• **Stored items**
————————

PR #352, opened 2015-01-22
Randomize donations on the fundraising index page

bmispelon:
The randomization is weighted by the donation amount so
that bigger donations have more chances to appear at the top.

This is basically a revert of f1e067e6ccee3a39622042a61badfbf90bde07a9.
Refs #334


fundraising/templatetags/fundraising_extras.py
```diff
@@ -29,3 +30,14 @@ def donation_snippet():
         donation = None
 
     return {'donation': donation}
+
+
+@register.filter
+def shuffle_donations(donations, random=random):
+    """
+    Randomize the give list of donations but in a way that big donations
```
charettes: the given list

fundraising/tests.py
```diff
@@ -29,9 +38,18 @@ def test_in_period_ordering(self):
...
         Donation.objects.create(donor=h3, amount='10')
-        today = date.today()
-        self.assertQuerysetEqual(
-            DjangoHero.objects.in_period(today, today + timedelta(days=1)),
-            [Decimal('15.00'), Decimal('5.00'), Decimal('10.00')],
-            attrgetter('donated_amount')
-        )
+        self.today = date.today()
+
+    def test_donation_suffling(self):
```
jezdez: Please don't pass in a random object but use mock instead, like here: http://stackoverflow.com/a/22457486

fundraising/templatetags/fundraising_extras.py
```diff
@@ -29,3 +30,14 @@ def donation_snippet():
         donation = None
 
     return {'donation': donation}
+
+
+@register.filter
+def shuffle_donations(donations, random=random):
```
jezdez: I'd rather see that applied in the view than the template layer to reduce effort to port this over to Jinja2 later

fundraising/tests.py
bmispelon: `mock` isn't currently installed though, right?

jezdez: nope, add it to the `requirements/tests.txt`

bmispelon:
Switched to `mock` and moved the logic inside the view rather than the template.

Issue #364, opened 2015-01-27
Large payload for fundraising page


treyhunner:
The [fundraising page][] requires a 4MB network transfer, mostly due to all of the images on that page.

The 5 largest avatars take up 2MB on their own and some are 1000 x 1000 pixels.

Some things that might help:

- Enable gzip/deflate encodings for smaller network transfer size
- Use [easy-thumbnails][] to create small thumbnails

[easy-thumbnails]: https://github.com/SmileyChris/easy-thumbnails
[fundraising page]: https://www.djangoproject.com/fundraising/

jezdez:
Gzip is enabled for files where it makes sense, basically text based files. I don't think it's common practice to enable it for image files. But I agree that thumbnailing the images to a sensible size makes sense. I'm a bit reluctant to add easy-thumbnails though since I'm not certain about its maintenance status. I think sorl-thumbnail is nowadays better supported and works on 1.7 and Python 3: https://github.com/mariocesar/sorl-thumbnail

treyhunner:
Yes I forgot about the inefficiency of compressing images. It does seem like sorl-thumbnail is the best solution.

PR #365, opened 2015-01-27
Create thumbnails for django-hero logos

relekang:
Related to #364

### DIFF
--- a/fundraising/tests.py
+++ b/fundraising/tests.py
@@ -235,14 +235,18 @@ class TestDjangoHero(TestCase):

————————

• **WHAT THIS TASK INVOLVES**
The records must each be output verbatim, with nothing left out.

• **ANSWER TO THE PROBLEM**
PR #352, opened 2015-01-22
Randomize donations on the fundraising index page

bmispelon:
The randomization is weighted by the donation amount so
that bigger donations have more chances to appear at the top.

This is basically a revert of f1e067e6ccee3a39622042a61badfbf90bde07a9.
Refs #334


fundraising/templatetags/fundraising_extras.py
```diff
@@ -29,3 +30,14 @@ def donation_snippet():
         donation = None
 
     return {'donation': donation}
+
+
+@register.filter
+def shuffle_donations(donations, random=random):
+    """
+    Randomize the give list of donations but in a way that big donations
```
charettes: the given list

fundraising/tests.py
```diff
@@ -29,9 +38,18 @@ def test_in_period_ordering(self):
...
         Donation.objects.create(donor=h3, amount='10')
-        today = date.today()
-        self.assertQuerysetEqual(
-            DjangoHero.objects.in_period(today, today + timedelta(days=1)),
-            [Decimal('15.00'), Decimal('5.00'), Decimal('10.00')],
-            attrgetter('donated_amount')
-        )
+        self.today = date.today()
+
+    def test_donation_suffling(self):
```
jezdez: Please don't pass in a random object but use mock instead, like here: http://stackoverflow.com/a/22457486

fundraising/templatetags/fundraising_extras.py
```diff
@@ -29,3 +30,14 @@ def donation_snippet():
         donation = None
 
     return {'donation': donation}
+
+
+@register.filter
+def shuffle_donations(donations, random=random):
```
jezdez: I'd rather see that applied in the view than the template layer to reduce effort to port this over to Jinja2 later

fundraising/tests.py
bmispelon: `mock` isn't currently installed though, right?

jezdez: nope, add it to the `requirements/tests.txt`

bmispelon:
Switched to `mock` and moved the logic inside the view rather than the template.

Issue #364, opened 2015-01-27
Large payload for fundraising page


treyhunner:
The [fundraising page][] requires a 4MB network transfer, mostly due to all of the images on that page.

The 5 largest avatars take up 2MB on their own and some are 1000 x 1000 pixels.

Some things that might help:

- Enable gzip/deflate encodings for smaller network transfer size
- Use [easy-thumbnails][] to create small thumbnails

[easy-thumbnails]: https://github.com/SmileyChris/easy-thumbnails
[fundraising page]: https://www.djangoproject.com/fundraising/

jezdez:
Gzip is enabled for files where it makes sense, basically text based files. I don't think it's common practice to enable it for image files. But I agree that thumbnailing the images to a sensible size makes sense. I'm a bit reluctant to add easy-thumbnails though since I'm not certain about its maintenance status. I think sorl-thumbnail is nowadays better supported and works on 1.7 and Python 3: https://github.com/mariocesar/sorl-thumbnail

treyhunner:
Yes I forgot about the inefficiency of compressing images. It does seem like sorl-thumbnail is the best solution.

PR #365, opened 2015-01-27
Create thumbnails for django-hero logos

relekang:
Related to #364

### DIFF
--- a/fundraising/tests.py
+++ b/fundraising/tests.py
@@ -235,14 +235,18 @@ class TestDjangoHero(TestCase):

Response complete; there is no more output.